Final answer:
The mass of the iron pin is calculated using the conservation of energy principle by equating the heat lost by the pin to the heat gained by the water, resulting in a mass of approximately 114.73 grams.
Step-by-step explanation:
To find the mass of the iron pin, we will use the concept of conservation of energy, where the heat lost by the iron pin will equal the heat gained by the water. The formula for heat exchange is q = mcΔT, where q is the heat exchanged, m is the mass, c is the specific heat capacity, and ΔT is the change in temperature.

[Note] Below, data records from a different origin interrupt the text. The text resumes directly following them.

PR #34, opened 2020-08-23
Proper handling of CJK and accent characters

Mehrad0711:


gcampax (changes requested):
You cannot strip the accents, because the decoded words won't match the gold label any more when we evaluate in Genie (which does not strip the accents)

genienlp/data_utils/numericalizer/masked_tokenizer.py
```diff
@@ -124,11 +130,31 @@ def tokenize(self, tokens, mask):
                 start = end
 
             if is_bad:
-                output_tokens.append(self.unk_token)
+                # add token to extended vocab
+                if token not in self.vocab and token not in self.added_tokens_encoder:
+                    token_id = len(self.vocab) + len(self.added_tokens_encoder)
+                    self.added_tokens_encoder[token] = token_id
+                    self.added_tokens_decoder[token_id] = token
+                output_tokens.append(token)
```
gcampax, line 149: Is this adding the whole word or just the accent as a single `##` token? It would be nice not to lose the existing BERT embeddings around words with accents.

gcampax (commented):
Please do a full round of training the Thingpedia model with this before merging it.

Mehrad0711:
pending tests...

genienlp/data_utils/numericalizer/masked_tokenizer.py
Mehrad0711: addressed.

PR #37, opened 2020-09-18
Eliminate unnecessary tokenization of 'context_plus_question' field

Mehrad0711:
Let's bring back the fast data processing we deserve!
Tested on spotify_29 with 2,7784,60 train examples. Processing time reduces from 1h14m to 24m (without loss in accuracy).

### DIFF
--- a/genienlp/arguments.py
+++ b/genienlp/arguments.py
@@ -94,7 +94,7 @@ def parse_argv(parser):
                         help='whether to allow filtering on the validation sets')
     parser.add_argument('--val_batch_size', nargs='+', default=[256], type=int,
                         help='Batch size for validation corresponding to tasks in val tasks')
-
+    
     parser.add_argument('--paired', action='store_true',
                         help='Pair related examples before numericalizing the input (e.g. training with synthetic and paraphrase '
                              'sentence pairs for almond task)')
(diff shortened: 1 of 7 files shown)


genienlp/arguments.py
```diff
@@ -94,6 +94,10 @@ def parse_argv(parser):
                         help='whether to allow filtering on the validation sets')
     parser.add_argument('--val_batch_size', nargs='+', default=[256], type=int,
                         help='Batch size for validation corresponding to tasks in val tasks')
+    
+    parser.add_argument('--share_train_val_tasks', action='store_true', help='if true will override val_tasks so that'
+                                                                             ' train and val share the exact same task object')
```
gcampax: Is there any situation where we don't want this? I'd say just always do it, keep track of the task objects by name.

genienlp/data_utils/example.py
```diff
@@ -64,6 +63,9 @@ def from_raw(example_id: str, context: str, question: str, answer: str, tokenize
             args.append(words)
             args.append(mask)
         
+        args.append(args[1] + args[3])
```
gcampax, line 67: put a comment explaining this line please

gcampax (commented):
So the "unnecessary" part is only for single-turn experiments? Cause dialogues always passes 'append_question_to_context_too' so no benefit?

genienlp/arguments.py
Mehrad0711: It doesn't happen in our current experiments. But later on, if we want to try few-shot or zero-shot on tasks other than almond, we will need this option. I will change the default to be True but will keep the flag.

gcampax: No. Just make it so that tasks with the same name share the same object. There is no reason to have different objects for the same task, even if you have different lists of tasks.

Mehrad0711:
Spotify_29 is a dialog dataset. Before we were processing context_plus_question filed for each example which is wasteful since we already have processed context and question individually. This will benefit all tasks regardless of the arguments used.

gcampax:
Ok, it looks like you're still making changes to this commit so it's a bit hard for me to follow. Can you clean this up and then let me know when it's good to review?

genienlp/arguments.py
Mehrad0711: okay, that's reasonable.

Mehrad0711:
Sure, I will address your comments and ping you on slack when done.

gcampax:
Just make a single clean push to the PR and ask for review. I get email notifications...

gcampax (approved):
Yeah this looks good

PR #38, opened 2020-09-21
Wip/speedup

s-jse:
This PR makes two changes to speedup paraphrase training (only affects `genienlp train-paraphrase`) and make training GPT-large on a 16GB GPU possible.

1. If `--block_size` is provided, examples longer than that will be thrown away instead of truncated.
2. Passing `--sort_by_length` will group training examples with similar lengths together. This reduces the need for padding tokens during training and evaluation. Note that the each minibatch has examples of similar length, but the order of minibatches is still random. With batch size of 2, this has no effect on training speed; however, with larger batch sizes, the benefits are significant.
For instance, --sort_by_length gives a ~2.5x speedup for batch size of 32.
Surprisingly, this has a positive effect in terms of accuracy/BLEU score on BART,  GPT2-medium, GPT2-small and distil-GPT2, but no effect on GPT2-large.


Mehrad0711:
lgtm

Mehrad0711 (approved):

PR #40, opened 2020-10-09
Some updates from SPL work

Mehrad0711:


genienlp/predict.py
```diff
@@ -54,6 +55,8 @@
 
 logger = logging.getLogger(__name__)
 
+quoted_pattern_maybe_space = re.compile(r'\"\s?([^"]*?)\s?\"')
```
gcampax: This regular expression is not correct (it will match `"foo"` without space which is not a string parameter, most importantly it will match `""` which is also not a copiable parameter.

genienlp/predict.py
```diff
@@ -184,15 +187,29 @@ def run(args, device):
...
+                    answers_wo_params.append(re.sub(quoted_pattern_maybe_space, '', a))
+                predictions_wo_params = [[] for _ in range(len(predictions))]
+                for i, preds in enumerate(predictions):
+                    for p in preds:
+                        predictions_wo_params[i].append(re.sub(quoted_pattern_maybe_space, '', p))
+
+                metrics_wo_params = calculate_and_reduce_metrics(predictions_wo_params, answers_wo_params, metrics_to_compute, args)
+                # rename em to sm
+                metrics_wo_params['sm'] = metrics_wo_params['em']
+                del metrics_wo_params['em']
```
gcampax, line 205: This is not the right metric. The right accuracy_without_params metric needs to consider all the entity tokens as well. You must use `genie evaluate-server` if you want consistent partial-accuracy metrics.

Mehrad0711: This is for getting accuracy on datasets where entities don't match anymore. e.g. directly translated eval/ test sets without alignment in SPL.
I updated the implementation by porting the requoting functions from genie.

gcampax: I guess...

gcampax (approved):

PR #46, opened 2020-11-07
BART Integration

s-jse:
This PR:
1. Changes the interface of MQAN model to make it more similar to the interface of `transformers`' `PreTrainedModel`.
1. Refactors some of validation and training methods.
1. Introduces a new task called `natural_seq2seq` for datasets that only have one input and one output (hence seq2seq) and do not require any changes to the tokenizer of the model used.
1. Adds a new model Bart to the train, prediction and server code.


genienlp/data_utils/numericalizer/transformer.py
```diff
@@ -417,3 +418,103 @@ def reverse_one(tensor):
...
+            lengths.append(len(padded_example) - max(0, 2 * max_len - len(wp_tokens_a) - len(wp_tokens_b)))
+
+            numerical.append(self._tokenizer.convert_tokens_to_ids(padded_example))
+            decoder_numerical.append([decoder_vocab.encode(word) for word in padded_example])
+
+        length = torch.tensor(lengths, dtype=torch.int32, device=device)
+        numerical = torch.tensor(numerical, dtype=torch.int64, device=device)
+        decoder_numerical = torch.tensor(decoder_numerical, dtype=torch.int64, device=device)
+
+        return SequentialField(length=length, value=numerical, limited=decoder_numerical)
```
Mehrad0711: This should be omitted right?

genienlp/data_utils/numericalizer/transformer.py
```diff
@@ -417,3 +418,103 @@ def reverse_one(tensor):
...
+            if len(tokens) == 0:
+                batch_tokens.append(' ')
+            else:
+                batch_tokens.append(' '.join(tokens))
+        
+        encoded_batch = self._tokenizer.batch_encode_plus(batch_tokens, add_special_tokens=True, pad_to_max_length=True, return_attention_masks=True)
+        length = torch.sum(torch.tensor(encoded_batch['attention_mask'], dtype=torch.int32, device=device), dim=1)
+        numerical = torch.tensor(encoded_batch['input_ids'], dtype=torch.int64, device=device)
+        # print('length = ', length)
+        # print('numerical = ', numerical)
```
Mehrad0711: Please delete commented lines intended for debugging.

genienlp/models/general_seq2seq.py
```diff
@@ -199,14 +277,98 @@ def generate(self,
...
+            y_ids = y[:, :-1].contiguous()
+            lm_labels = y[:, 1:].clone()
+            lm_labels[y[:, 1:] == pad] = -100
+            # print({'source_ids':source_ids, 'attention_mask': source_mask, 'decoder_input_ids':y_ids, 'lm_labels':lm_labels})
+            return self.bart.forward(source_ids, attention_mask=source_mask, decoder_input_ids=y_ids, lm_labels=lm_labels)
+
+            # print('input_ids = ', batch.context.value)
+            # print('lm_labels = ', batch.answer.value)
+            # return super().forward(input_ids=batch.context.value, decoder_input_ids=batch.answer.value, lm_labels=batch.answer.value)
+        else:
```
Mehrad0711: Same here.

genienlp/models/general_seq2seq.py
```diff
@@ -199,14 +277,98 @@ def generate(self,
         return generated
         
 
-    
-            
+           
+class Bart(torch.nn.Module):
```
Mehrad0711, line 281: Shouldn't Bart inherit from Seq2Seq? They share similar methods with different "forward" and perhaps "generation" function. In a sense, Seq2Seq will be our "base model" which all future models inherit from.

Mehrad0711 (changes requested):

genienlp/models/general_seq2seq.py
gcampax: Is there any advantage in inheriting from Seq2Seq? There won't be any shared code, and methods don't work the same way. I agree with Sina here, it should not inherit.

Mehrad0711: We will add new models with encoder-decoder architecture and would be nice if they share a similar interface not necessarily Seq2Seq (similar to huggingface having PreTrainedModel as the base model). We can postpone it to when we actually have more models.

gcampax: The only "interface" they need is the constructor and the "forward" method. Everything else is an implementation detail of each model. Now, I imagine Bart is actually going to be used for any Huggingface model, but that's separate.

genienlp/data_utils/numericalizer/transformer.py
s-jse: I'm changing this to a TODO. The way we handle encode_single and encode_pair should be changed to be more compatible with HuggingFace's transformers, so that we can add new models more easily.

gcampax: We should evaluate to what extent we actually need masking in the tokenizer. I suspect masking only really comes into play for @-tokens (function names / device names), and everything else can be subword tokenized freely. If that's the case, we can handle @ tokens by adding special tokens to the regular tokenizer, and let huggingface take it from there. It would be a lot faster.

Also, on the BART model we don't need to compute a separate decoder vocabulary, which means we can shave off an hour of preprocessing.

genienlp/models/general_seq2seq.py
s-jse: We will have two classes: our Seq2Seq (which is BERT-LSTM and friends) and a TrasformerSeq2Seq (which is BART, T5, etc.). We will have to wait till we update the `transformers` version to 3.5, and then we can change this Bart class to a more general TransformerSeq2Seq.

genienlp/data_utils/numericalizer/transformer.py
s-jse: Yes, I'm reevaluating mask tokens (for my other efficiency-focused PR). We can just add ThingTalk tokens to BertTokenizer's vocabulary and let it handle them. It will leave the newly added words untokenized, and is much faster. Also will let us update to FastBertTokenizer (implemented in Rust) when we update to the new `transformers` version.
But this will be a separate PR.

Mehrad0711:
Assuming Travis tests are passing locally, looks good to me.

PR #57, opened 2024-05-29
add sentry/raven support

Johnetordoff:
Adds Sentry support according to thier docs

### DIFF
--- a/app/settings.py
+++ b/app/settings.py
@@ -1,6 +1,9 @@
 from pathlib import Path
 
 from app import env
+import os
+import raven
+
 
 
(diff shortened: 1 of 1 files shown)


aaxelb:
* pls check pre-commit checks
* why not [sentry-sdk](https://github.com/getsentry/sentry-python)? `raven` supports only up to py3.7; will be sheer luck if it works on 3.12
* how about adding the dep to `requirements/release.txt` and gracefully handle the missing import locally?

aaxelb:
also, mind sticking to the pattern where environment variables are only accessed in `app/env.py`?

PR #59, opened 2024-05-29
[ENG-5737] UUID primary keys

aaxelb:
* add `StrUUIDField` that is exactly the same as `UUIDField` but stringifies for use in python (so we don't have to change anything to handle UUID objects)
* update the base addon-service model to use `StrUUIDField` as primary key
  * note: can no longer use absence of `_instance.pk` to check whether the instance been saved -- instead, use [_instance._state.adding](https://docs.djangoproject.com/en/4.2/ref/models/instances/#django.db.models.Model._state)
* fix `do_box_test` (so could test it locally 👍 )

[ENG-5737]

[ENG-5737]: https://openscience.atlassian.net/browse/ENG-5737?atlOrigin=eyJpIjoiNWRkNTljNzYxNjVmNDY3MDlhMDU5Y2ZhYzA5YTRkZjUiLCJwIjoiZ2l0aHViLWNvbS1KU1cifQ


jwalz (approved):
Looks good. Let's figure out a merge strategy for these couple of tickets that are continuing to blow away Migratiion 0001

PR #60, opened 2024-05-29
consistent "display name" 

aaxelb:
- add `display_name` field to external services, authorized accounts, and configured addons
 - required for external service
 - if blank for account, fall back to external service
 - if blank for addon, fall back to account


aaxelb:
closing for #64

First, we calculate the heat gained by the water:
q = m∙c∙ΔT
∙qwater = (50.0 mL ∙ 1g/mL) ∙ (4.18 J/g°C) ∙ (17.4°C – 15.0°C)
∙qwater = 502.0 g ∙ (4.18 J/g°C) ∙ (2.4°C)
∙qwater = 502.0 g ∙ (4.18 J/g°C) ∙ 2.4°C
∙qwater = 5024.32 J
Next, we use this value to find the mass of the iron pin:
∙qiron = (-)∙qwater
∙miron ∙ ciron ∙ (ΔTiron) = -5024.32 J
∙miron = 5024.32 J / (0.473 J/g°C ∙ 92.6°C)
∙miron = 5024.32 J / (43.788 J/g)
∙miron = 114.73 g
The mass of the iron pin is approximately 114.73 grams.